• INFORMATION GIVEN:
PR #7, opened 2017-01-28
Add target for source jar.

adorokhine:


adorokhine:
Importing this artefact into third-party requires checking in both the classes jar and the sources jar. This is much more difficult to do if the build system has no way to produce one.

adorokhine:
Done.

PR #11, opened 2017-02-03
Stop building with Jack.

adorokhine:
jack doesn't produce a classes.jar and is slower than the old toolchain.

### DIFF
--- a/build.gradle
+++ b/build.gradle
@@ -4,6 +4,7 @@ buildscript {
     }
     dependencies {
         classpath 'com.android.tools.build:gradle:2.2.3'
+        classpath 'me.tatarka:gradle-retrolambda:3.5.0'
 
         // NOTE: Do not place your application dependencies here.
     }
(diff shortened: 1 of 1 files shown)


build.gradle
```diff
@@ -18,6 +19,7 @@ repositories {
 }
 
 apply plugin: 'com.android.application'
+apply plugin: 'me.tatarka.retrolambda'
```
xpconanfan: hmm, does this mean we don't get Java8 features other than lambda?

adorokhine:
Which Java 8 features are you interested in?

xpconanfan:
We use "Type Annotations" as well right? The `@Nullable` for example.
For other features, it would be nice if we could keep the options open as well.

adorokhine:
Type annotations means that annotations can now be used in 'instanceof', 'new', and casts. Annotations could always be used at the point of declaration, which is what @Nullable is. So @Nullable will continue to work.

There aren't any other features jack gives us that retrolambda doesn't.

PR #13, opened 2017-02-09
Add makeToast.

### LINKED ISSUE #9: Add makeToast
Add an rpc that makes a toast on the screen. This serves as an easy way to make sure the bundled snippet functions.

xpconanfan:
fixes #9

### DIFF
--- a/src/main/java/com/google/android/mobly/snippet/bundled/NotificationSnippet.java
+++ b/src/main/java/com/google/android/mobly/snippet/bundled/NotificationSnippet.java
@@ -1,0 +1,48 @@
+/*
+ * Copyright (C) 2017 Google Inc.
+ *
+ * Licensed under the Apache License, Version 2.0 (the "License"); you may not
+ * use this file except in compliance with the License. You may obtain a copy of
+ * the License at
+ *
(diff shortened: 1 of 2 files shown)


src/main/java/com/google/android/mobly/snippet/bundled/NotificationSnippet.java
```diff
@@ -0,0 +1,48 @@
...
+     */
+    private final Handler mHandler;
+
+    public NotificationSnippet() {
+        mContext = InstrumentationRegistry.getContext();
+        mHandler = new Handler(mContext.getMainLooper());
+    }
+
+    @Rpc(description = "Make a toast on screen.")
+    public void makeToast(String message) {
```
adorokhine: In keeping with our convention, should we call this notificationMakeToast?
I'm ok either way.

xpconanfan: That seems very long...
I have mixed feelings about the prefix.
It was nice to dump things that we didn't want to categorize into `AndroidFacade` back then...
So shall we keep this one simple?...

PR #15, opened 2017-02-11
Target sdk 22 so we don't have to deal with runtime permissions.

adorokhine:
-g avoids them but users have to remember to specify that, plus Gradle
warns you that you are calling things in an invalid way unless you request
permissions through the runtime system.

### DIFF
--- a/build.gradle
+++ b/build.gradle
@@ -28,7 +28,8 @@ android {
     defaultConfig {
         applicationId "com.google.android.mobly.snippet.bundled"
         minSdkVersion 11
-        targetSdkVersion 24
+        // Set target to 22 to avoid having to deal with runtime permissions.
+        targetSdkVersion 22
         versionCode 1
         versionName "0.0.1"
         setProperty("archivesBaseName", "mobly-bundled-snippets")


xpconanfan:
Do we know how long will this trick last us?
I assume at one point they would force people to move up sdk level?
Also doesn't this stop us from using APIs added after 22?

adorokhine:
> Do we know how long will this trick last us? I assume at one point they would force people to move up sdk level?

No one forces you to move up sdk levels. You can still target sdk 1 if you want.

> Also doesn't this stop us from using APIs added after 22?

Nope, doesn't seem to.

xpconanfan:
Interesting, what's the down side then?
Why don't all apps just target API 22 and never move up?...

adorokhine:
Behaviour changes that come in through targetsdkversion are very visible to end-users so there is sales/marketing pressure to keep up. For example, apps targeting <22 installed from the Play store will throw up the big permissions acceptance dialog that the user needs to scroll through and accept. Apps targeting 23+ will be immediately installed without having to accept permissions.

Since our app isn't in the play store, this isn't an issue for us.

More here:
https://medium.com/google-developers/picking-your-compilesdkversion-minsdkversion-targetsdkversion-a098a0341ebd#.grdvv26fc

PR #16, opened 2017-02-11
Support adding and listing Google accounts.

adorokhine:
This change is [Reviewable](https://reviewable.io/reviews/google/mobly-bundled-snippets/16)

### DIFF
--- a/src/main/java/com/google/android/mobly/snippet/bundled/AccountSnippet.java
+++ b/src/main/java/com/google/android/mobly/snippet/bundled/AccountSnippet.java
@@ -67,7 +67,7 @@ public class AccountSnippet implements Snippet {
         mSyncStatusObserverHandles = new LinkedList<>();
     }
 
-    @Rpc(description = "Add a Google account to the device.")
+    @Rpc(description = "Add a Google account to the device, with account data sync disabled.")
     public void addGoogleAccount(String username, String password)
         throws AccountSnippetException, AccountsException, IOException {
         Bundle addAccountOptions = new Bundle();
--- a/src/main/java/com/google/android/mobly/snippet/bundled/AccountSnippet.java
+++ b/src/main/java/com/google/android/mobly/snippet/bundled/AccountSnippet.java
@@ -88,7 +88,7 @@ public class AccountSnippet implements Snippet {
         // a little hard to understand.
         if (listAccounts().contains(username)) {
             throw new AccountSnippetException(
-                "Account " + username + " alreaady exists on the device");
+                "Account " + username + " already exists on the device");
         }
         Bundle addAccountOptions = new Bundle();
         addAccountOptions.putString("username", username);
--- a/src/main/java/com/google/android/mobly/snippet/bundled/AccountSnippet.java
+++ b/src/main/java/com/google/android/mobly/snippet/bundled/AccountSnippet.java
@@ -1,0 +1,115 @@
+/*
+ * Copyright (C) 2017 Google Inc.
+ *
+ * Licensed under the Apache License, Version 2.0 (the "License"); you may not
+ * use this file except in compliance with the License. You may obtain a copy of
+ * the License at
+ *
+ * http://www.apache.org/licenses/LICENSE-2.0
+ *
+ * Unless required by applicable law or agreed to in writing, software
+ * distributed under the License is distributed on an "AS IS" BASIS, WITHOUT
+ * WARRANTIES OR CONDITIONS OF ANY KIND, either express or implied. See the
+ * License for the specific language governing permissions and limitations under
+ * the License.
+ */
+
+package com.google.android.mobly.snippet.bundled;
+
+import android.accounts.Account;
+import android.accounts.AccountManager;
+import android.accounts.AccountManagerCallback;
+import android.accounts.AccountManagerFuture;
+import android.accounts.AccountsException;
+import android.accounts.AuthenticatorException;
+import android.accounts.OperationCanceledException;
+import android.content.ContentResolver;
+import android.content.Context;
+import android.content.SyncAdapterType;
+import android.content.SyncStatusObserver;
+import android.os.Bundle;
+import android.os.Handler;
+import android.support.test.InstrumentationRegistry;
+import android.widget.Toast;
+import com.google.android.mobly.snippet.Snippet;
+import com.google.android.mobly.snippet.rpc.Rpc;
+import com.google.android.mobly.snippet.util.Log;
+import java.io.IOException;
+import java.util.ArrayList;
+import java.util.List;
+
+/** Snippet class exposing Android APIs related to creating notification on screen. */
+public class AccountSnippet implements Snippet {
+    private static final String GOOGLE_ACCOUNT_TYPE = "com.google";
+    private static final String AUTH_TOKEN_TYPE = "mail";
+
+    private static class AccountSnippetException extends Exception {
+        public AccountSnippetException(String msg) {
+            super(msg);
+        }
+    }
+
+    private final AccountManager mAccountManager;
+
+    public AccountSnippet() {
+        Context context = InstrumentationRegistry.getContext();
+        mAccountManager = AccountManager.get(context);
+    }
+
+    @Rpc(description = "Add a Google account to the device.")
+    public void addGoogleAccount(String username, String password)
+        throws AccountSnippetException, AccountsException, IOException {
+        Bundle addAccountOptions = new Bundle();
+        addAccountOptions.putString("username", username);
+        addAccountOptions.putString("password", password);
+        AccountManagerFuture<Bundle> future =
+            mAccountManager.addAccount(
+                GOOGLE_ACCOUNT_TYPE,
+                AUTH_TOKEN_TYPE,
+                null /* requiredFeatures */,
+                addAccountOptions,
+                null /* activity */,
+                null /* authCallback */,
+                null /* handler */);
+        Bundle result = future.getResult();
+        if (result.containsKey(AccountManager.KEY_ERROR_CODE)) {
+            throw new AccountSnippetException(
+                String.format("Failed to add account due to code %d: %s",
+                    result.getInt(AccountManager.KEY_ERROR_CODE),
+                    result.getString(AccountManager.KEY_ERROR_MESSAGE)));
+        }
+
+        // Disable sync to avoid test flakiness as accounts fetch additional data.
+        // It takes a while for all sync adapters to be populated, so register for broadcasts when
+        // sync is starting and disable them there.
+        // NOTE: this listener is NOT unregistered because several sync requests for the new account
+        // will come in over time.
+        Account account = new Account(username, GOOGLE_ACCOUNT_TYPE);
+        ContentResolver.addStatusChangeListener(
+            ContentResolver.SYNC_OBSERVER_TYPE_ACTIVE | ContentResolver.SYNC_OBSERVER_TYPE_PENDING,
+            which -> {
+                Log.i("Attempt to sync account " + username + " detected! Disabling.");
+                for (SyncAdapterType adapter : ContentResolver.getSyncAdapterTypes()) {
+                    if (!adapter.accountType.equals(GOOGLE_ACCOUNT_TYPE)) {
+                        continue;
+                    }
+                    ContentResolver
+                        .setSyncAutomatically(account, adapter.authority, false /* sync */);
+                    ContentResolver.cancelSync(account, adapter.authority);
+                }
+            });
+    }
+
+    @Rpc(description = "List all Google accounts on the device.")
+    public List<String> listGoogleAccounts() throws SecurityException {
+        Account[] accounts = mAccountManager.getAccountsByType(GOOGLE_ACCOUNT_TYPE);
+        List<String> usernames = new ArrayList<>(accounts.length);
+        for (Account account : accounts) {
+            usernames.add(account.name);
+        }
+        return usernames;
+    }
+
+    @Override
+    public void shutdown() {}
+}
--- a/src/main/java/com/google/android/mobly/snippet/bundled/AccountSnippet.java
+++ b/src/main/java/com/google/android/mobly/snippet/bundled/AccountSnippet.java
@@ -36,8 +36,11 @@ import com.google.android.mobly.snippet.rpc.Rpc;
 import com.google.android.mobly.snippet.util.Log;
 import java.io.IOException;
 import java.util.ArrayList;
+import java.util.HashSet;
 import java.util.LinkedList;
 import java.util.List;
+import java.util.Set;
+import java.util.TreeSet;
 
 /**
  * Snippet class exposing Android APIs related to management of device accounts.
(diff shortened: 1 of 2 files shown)


src/main/java/com/google/android/mobly/snippet/bundled/AccountSnippet.java
```diff
@@ -0,0 +1,115 @@
...
+        mAccountManager = AccountManager.get(context);
+    }
+
+    @Rpc(description = "Add a Google account to the device.")
+    public void addGoogleAccount(String username, String password)
+        throws AccountSnippetException, AccountsException, IOException {
+        Bundle addAccountOptions = new Bundle();
+        addAccountOptions.putString("username", username);
+        addAccountOptions.putString("password", password);
+        AccountManagerFuture<Bundle> future =
```
xpconanfan: could/should the `.getResult()` just be called directly instead of creating the `future` var.

src/main/java/com/google/android/mobly/snippet/bundled/AccountSnippet.java
```diff
@@ -0,0 +1,115 @@
...
+                AUTH_TOKEN_TYPE,
+                null /* requiredFeatures */,
+                addAccountOptions,
+                null /* activity */,
+                null /* authCallback */,
+                null /* handler */);
+        Bundle result = future.getResult();
+        if (result.containsKey(AccountManager.KEY_ERROR_CODE)) {
+            throw new AccountSnippetException(
+                String.format("Failed to add account due to code %d: %s",
```
xpconanfan: What's our convention on string formatting?
It seems that most Android code simply use `+`.
I'm open to anything as long as it's consistent :)

src/main/java/com/google/android/mobly/snippet/bundled/AccountSnippet.java
```diff
@@ -0,0 +1,115 @@
...
+import android.widget.Toast;
+import com.google.android.mobly.snippet.Snippet;
+import com.google.android.mobly.snippet.rpc.Rpc;
+import com.google.android.mobly.snippet.util.Log;
+import java.io.IOException;
+import java.util.ArrayList;
+import java.util.List;
+
+/** Snippet class exposing Android APIs related to creating notification on screen. */
+public class AccountSnippet implements Snippet {
```
xpconanfan: Can we have a javadoc for this class explaining what this does?
e.g. What is a google account, what other types of accounts there are.

src/main/java/com/google/android/mobly/snippet/bundled/AccountSnippet.java
```diff
@@ -0,0 +1,115 @@
...
+                null /* handler */);
+        Bundle result = future.getResult();
+        if (result.containsKey(AccountManager.KEY_ERROR_CODE)) {
+            throw new AccountSnippetException(
+                String.format("Failed to add account due to code %d: %s",
+                    result.getInt(AccountManager.KEY_ERROR_CODE),
+                    result.getString(AccountManager.KEY_ERROR_MESSAGE)));
+        }
+
+        // Disable sync to avoid test flakiness as accounts fetch additional data.
```
xpconanfan: Is this because if syncing is in progress, attempts to operate with the added account will fail?
Or if there's no connectivity, sync will fail anyway?

Can we have an Rpc that syncs the account and waits until the account is ready/sync finishes?

src/main/java/com/google/android/mobly/snippet/bundled/AccountSnippet.java
```diff
@@ -0,0 +1,115 @@
...
+        Account[] accounts = mAccountManager.getAccountsByType(GOOGLE_ACCOUNT_TYPE);
+        List<String> usernames = new ArrayList<>(accounts.length);
+        for (Account account : accounts) {
+            usernames.add(account.name);
+        }
+        return usernames;
+    }
+
+    @Override
+    public void shutdown() {}
```
xpconanfan: should the StatusChangeListener be unregistered here?

src/main/java/com/google/android/mobly/snippet/bundled/AccountSnippet.java
```diff
@@ -0,0 +1,115 @@
...
+            throw new AccountSnippetException(
+                String.format("Failed to add account due to code %d: %s",
+                    result.getInt(AccountManager.KEY_ERROR_CODE),
+                    result.getString(AccountManager.KEY_ERROR_MESSAGE)));
+        }
+
+        // Disable sync to avoid test flakiness as accounts fetch additional data.
+        // It takes a while for all sync adapters to be populated, so register for broadcasts when
+        // sync is starting and disable them there.
+        // NOTE: this listener is NOT unregistered because several sync requests for the new account
```
xpconanfan: Should we give user the option to not register this listener or an extra Rpc to unregister this?
If I want to simulate a real world use case, I'd probably want to sync the account?

src/main/java/com/google/android/mobly/snippet/bundled/AccountSnippet.java
```diff
@@ -0,0 +1,115 @@
...
+import android.support.test.InstrumentationRegistry;
+import android.widget.Toast;
+import com.google.android.mobly.snippet.Snippet;
+import com.google.android.mobly.snippet.rpc.Rpc;
+import com.google.android.mobly.snippet.util.Log;
+import java.io.IOException;
+import java.util.ArrayList;
+import java.util.List;
+
+/** Snippet class exposing Android APIs related to creating notification on screen. */
```
adorokhine: Done

src/main/java/com/google/android/mobly/snippet/bundled/AccountSnippet.java
adorokhine: Done

src/main/java/com/google/android/mobly/snippet/bundled/AccountSnippet.java
```diff
@@ -0,0 +1,115 @@
...
+    private static class AccountSnippetException extends Exception {
+        public AccountSnippetException(String msg) {
+            super(msg);
+        }
+    }
+
+    private final AccountManager mAccountManager;
+
+    public AccountSnippet() {
+        Context context = InstrumentationRegistry.getContext();
```
adorokhine: It's not a question of variable naming. The 'm' prefix means member (instance variables). Local variables don't need a prefix.

If/when context is needed by multiple methods, it would become a member variable, and would be renamed.

src/main/java/com/google/android/mobly/snippet/bundled/AccountSnippet.java
adorokhine: It helps with step debugging to keep steps separate. eg stepping into addAccount and making sure the arguments are handled properly, then let it block on getResult() and switch to a different thread to make sure the async operation is handled ok. What's the advantage to doing things inline?

src/main/java/com/google/android/mobly/snippet/bundled/AccountSnippet.java
adorokhine: They're not equivalent. + is implemented as a StringBuilder so it's much faster but with awkward syntax when mixing template and vars, and no support for formatting like float rounding and zero padding. String.format() is slower but has a much easier syntax for mixing variables into the template and the ability to format the values.

In this case I didn't feel like doing `"due to code " + code + ": " + reason`; too many quotes and plusses, and it's not in a tight loop, so String.format() seemed like the better choice in this case.

src/main/java/com/google/android/mobly/snippet/bundled/AccountSnippet.java
adorokhine: > Is this because if syncing is in progress, attempts to operate with the added account will fail?
Or if there's no connectivity, sync will fail anyway?

No, it's to avoid flakiness:
- Apps owned by the account will start being fetched, potentially killing/replacing existing apps
- The phone will slow down with background sync operations, eg downloading gmails
- The account state will start changing in unpredictable ways at any time. eg backed up app data will start being downloaded, so app state for various apps will start changing.
- As saved wifi access points are downloaded, the phone might switch itself to a previously remembered wifi AP
- etc.

> Can we have an Rpc that syncs the account and waits until the account is ready/sync finishes?

Sadly there's no way to detect when sync is complete as far as I can see.

I'm happy to make an option to allow sync once kwargs support is in, but for now account sync should probably be disabled for test purposes. (and this option would be inherently racy for the reasons outlined above).

src/main/java/com/google/android/mobly/snippet/bundled/AccountSnippet.java
adorokhine: Mentioned above: I'm happy to make an option to allow sync once kwargs support is in, but for now account sync should probably be disabled for test purposes. (and this option would be inherently racy for the reasons outlined above).

> If I want to simulate a real world use case, I'd probably want to sync the account?

If there was a way to do this reliably, yes, but there's no way to detect that a sync is done so tests using such functionality would probably be flaky.

src/main/java/com/google/android/mobly/snippet/bundled/AccountSnippet.java
adorokhine: Done.

src/main/java/com/google/android/mobly/snippet/bundled/AccountSnippet.java
xpconanfan: Less code to read...
We don't lose any debug info if `.getResults` call is on it's own line, right?
Nbd though.

adorokhine: In my opinion it's the same amount of code to read, but harder to read it because each line does a lot of things. :)

Shorter, simpler lines are way easier for me to mentally process.
Plus it helps with debugging like I said.

src/main/java/com/google/android/mobly/snippet/bundled/AccountSnippet.java
xpconanfan: Could `ContentResolver.isSyncActive` and `ContentResolver.isSyncPending` be helpful here?
Also, let's mention the cancellation of sync for these accounts in the help string?

src/main/java/com/google/android/mobly/snippet/bundled/AccountSnippet.java
xpconanfan: So we'll allow both?

adorokhine: I would say yes, both are fine where each makes sense, taking into the account the performance versus convenience tradeoffs.

src/main/java/com/google/android/mobly/snippet/bundled/AccountSnippet.java
adorokhine: Sadly no. The listener I have actually registers for the same active and pending events that these functions return. Accounts will go into pending and active sync states many times, asynchronously, as new sync providers pick up the account and begin their activity. As far as I can see there's no way to know when it's permanently done.

src/main/java/com/google/android/mobly/snippet/bundled/AccountSnippet.java
```diff
@@ -67,8 +67,9 @@ public AccountSnippet() {
         mSyncStatusObserverHandles = new LinkedList<>();
     }
 
-    @Rpc(description = "Add a Google account to the device, with account data sync disabled.")
-    public void addGoogleAccount(String username, String password)
+    @Rpc(description =
+        "Add a Google (GMail) account to the device, with account data sync disabled.")
+    public void addAccount(String username, String password)
```
xpconanfan: why the rename?
The old names seem better since we are specifically using `GOOGLE_ACCOUNT_TYPE` in the method.

adorokhine: Per the commit message:

>  This will let us add a 'type' kwarg for other account types once kwargs are supported.

xpconanfan: Can you add a TODO in the code, so we don't lose track of this reasoning.

src/main/java/com/google/android/mobly/snippet/bundled/AccountSnippet.java
```diff
@@ -0,0 +1,146 @@
...
+     *
+     * <p>TODO(adorokhine): Support adding accounts of other types with an optional 'type' kwarg.
+     * <p>TODO(adorokhine): Allow users to choose whether to enable/disable sync with a kwarg.
+     *
+     * @param username Username of the account to add (including @gmail.com).
+     * @param password Password of the account to add.
+     */
+    @Rpc(description =
+        "Add a Google (GMail) account to the device, with account data sync disabled.")
+    public void addAccount(String username, String password)
```
xpconanfan: Since we can't remove account, what happens if `addAccount` code is called once, then snippet exits and restarts, then `addAccount` is called again with the same info? Would it just override?

adorokhine: Right now you get an exception from the Android API:

    android.accounts.AuthenticatorException: Account does not exist or not visible. Maybe change pwd?

So right now you'd have to list the accounts and avoid re-adding an account already on the phone.

I could work around this by doing an implicit lookup inside addAccount() if you wanted.

xpconanfan: It would be nice if the error message is accurate. :)

adorokhine: Agreed, but this is the error Android gives you. Our only option would be to catch it and wrap it with our own exception. Thoughts?

xpconanfan: Let's make it accurate with our own message then?

adorokhine: Done.

src/main/java/com/google/android/mobly/snippet/bundled/AccountSnippet.java
```diff
@@ -92,7 +96,17 @@ public void addAccount(String username, String password)
                 null /* activity */,
                 null /* authCallback */,
                 null /* handler */);
-        Bundle result = future.getResult();
+        Bundle result;
+        try {
+            result = future.getResult();
+        } catch (AuthenticatorException e) {
+            if (e.getMessage().equals("Account does not exist or not visible. Maybe change pwd?")) {
```
xpconanfan: Hmm, I thought the solution was to iterate through the list of existing accounts and throw this error.
Is that not feasible?

adorokhine: Done.

src/main/java/com/google/android/mobly/snippet/bundled/AccountSnippet.java
```diff
@@ -84,6 +83,13 @@ public AccountSnippet() {
         "Add a Google (GMail) account to the device, with account data sync disabled.")
     public void addAccount(String username, String password)
         throws AccountSnippetException, AccountsException, IOException {
+        // Check for existing account. If we try to re-add an existing account, Android throws an
+        // exception that says "Account does not exist or not visible. Maybe change pwd?" which is
+        // a little hard to understand.
+        if (listAccounts().contains(username)) {
+            throw new AccountSnippetException(
+                "Account " + username + " alreaady exists on the device");
```
xpconanfan: 'alreaady'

• ASSIGNMENT: Print, without alteration, only the lines above between the one holding "- The account" and the one holding "If there was", inclusive.

• THE ANSWER:
- The account state will start changing in unpredictable ways at any time. eg backed up app data will start being downloaded, so app state for various apps will start changing.
- As saved wifi access points are downloaded, the phone might switch itself to a previously remembered wifi AP
- etc.

> Can we have an Rpc that syncs the account and waits until the account is ready/sync finishes?

Sadly there's no way to detect when sync is complete as far as I can see.

I'm happy to make an option to allow sync once kwargs support is in, but for now account sync should probably be disabled for test purposes. (and this option would be inherently racy for the reasons outlined above).

src/main/java/com/google/android/mobly/snippet/bundled/AccountSnippet.java
adorokhine: Mentioned above: I'm happy to make an option to allow sync once kwargs support is in, but for now account sync should probably be disabled for test purposes. (and this option would be inherently racy for the reasons outlined above).

> If I want to simulate a real world use case, I'd probably want to sync the account?

If there was a way to do this reliably, yes, but there's no way to detect that a sync is done so tests using such functionality would probably be flaky.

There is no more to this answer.